Famille : Apiacées (Ombellifères) · Partie utilisée : graines (semences) surtout, tiges/pétioles, racine (céleri-rave), feuilles · Saveur : aromatique, salée-piquante Nom accepté : Apium graveolens L. · Noms : ache des marais, ache odorante, céleri sauvage ; formes cultivées = céleri (branche), céleri-rave (var. rapaceum) 🌿 Ache des marais = forme sauvage du céleri. Usages traditionnels : diurétique/dépuratif, anti-goutteux (acide urique, rhumatismes), apéritif et digestif, tonique, aphrodisiaque (graine). Étayé par des essais cliniques : hypertension (méta-analyse), syndrome métabolique, gonarthrose, dyspepsie, dysfonction sexuelle féminine ; la graine a donné le médicament anti-AVC dl-3-n-butylphthalide. ⚠️ Photosensibilisant (furanocoumarines), allergie céleri possible (parfois anaphylactique), prudence en grossesse et sur la fertilité masculine. ⟨à valider⟩
En deux lignes : la graine de céleri (ache des marais) est l’une des plantes les mieux étayées en phytothérapie cardiovasculaire et métabolique, avec plusieurs essais cliniques sérieux. Son principe actif majeur — le 3-n-butylphthalide — a même donné un médicament approuvé contre l’ischémie cérébrale en Chine.
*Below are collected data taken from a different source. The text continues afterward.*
Issue #977, opened 2023-01-12
Passport verification page updates


melissa-neira:
**Acceptance Criteria**
The page looks pretty much the same as before, but without tabs. Copy has been updated as well.  [Figma](https://www.figma.com/file/lZwHrKYiWJna3AePzyTAiG/Grant-Explorer?node-id=2951%3A79342&t=hbYikfSTcCn84J6z-4)
- No more tabs
- Updated copy
- Added link for support ("need help" button on the bottom) - I don't have a link for this yet, I should be receiving something soon from the support team.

Hypertension artérielle — niveau de preuve solide. Une méta-analyse 2025 (9 ECR, 511 patients) confirme une baisse significative de la pression systolique (−1,0 SMD) et diastolique (−0,93 SMD), avec un bon profil de sécurité. Un essai en triple aveugle (52 patients, crossover) précise les chiffres : systolique 141 → 130 mmHg, diastolique 92 → 84 mmHg. Les graines standardisées à 85 % de NBP (≥ 1 000 mg/jour, ou 1,34 g en gélules) sont les plus efficaces.
Syndrome métabolique. Petit essai randomisé (28 patients, 12 semaines) : l’extrait de graine réduit significativement pression artérielle, triglycérides (−19 %) et acide urique ; sans effet sur la glycémie ni le cholestérol total — ce qui pondère les affirmations sur la gestion du diabète.
Anxiété et dépression (chez patients hypertendus). Essai en triple aveugle et crossover (50 patients) : baisse du score BAI (anxiété) de 6,78 points et du BDI (dépression) de 3,63 points, avec amélioration de symptômes physiques (tensions, insomnies, fatigue). Mécanisme probable : le NBP agit sur le système nerveux central.
Dysfonction sexuelle féminine. Essai double aveugle (80 femmes, 6 semaines, 500 mg 3×/jour) : amélioration significative du score FSFI global — désir, excitation, lubrification et douleur. Usage aphrodisiaque traditionnel pour la femme donc objectivement confirmé dans cet essai.
Dyspepsie fonctionnelle. Essai randomisé (150 patients) : l’association céleri + ajowan surpasse l’oméprazole sur les symptômes subjectifs (ballonnements, satiété précoce, brûlures). Limite : la synergie avec l’ajowan ne permet pas d’attribuer l’effet au seul céleri.
Gonarthrose. Essai multicentrique (60 patients, 90 jours) avec une association céleri + Boswellia : résultats remarquables (douleur VAS −68 %, WOMAC −64 %, marqueurs d’inflammation et de dégradation du cartilage fortement réduits). Même réserve : c’est le binôme qui agit, pas le céleri isolé.
Anti-uricémiant (goutte, rhumatismes). Chez la souris hyperuricémique, l’extrait hydroalcoolique inhibe la xanthine oxydase de façon dose-dépendante et ramène l’uricémie vers la normale — confirmant le vieil usage anti-goutteux, même si l’allopurinol reste plus puissant. L’acide urique sanguin diminue aussi dans l’essai humain sur le syndrome métabolique.
Neuroprotection et 3-n-butylphthalide. Le NBP, issu des graines, est aujourd’hui un médicament agréé en Chine contre l’ischémie cérébrale. En modèle animal (rat, occlusion de l’artère cérébrale moyenne), l’extrait réduit significativement le volume d’infarctus et préserve la densité neuronale via des voies antioxydante, anti-inflammatoire et anti-apoptotique.
Protection hépato-rénale. Contre la toxicité de la gentamicine chez la souris, l’extrait hydro-éthanolique restaure les enzymes hépatiques et les marqueurs rénaux, active la voie Nrf2 (défense antioxydante endogène). Intéressant mécanistiquement, non encore testé chez l’humain.
Anti-lithiasique. Données rat uniquement, résultats limites de significativité — signal préliminaire, pas de conclusion ferme.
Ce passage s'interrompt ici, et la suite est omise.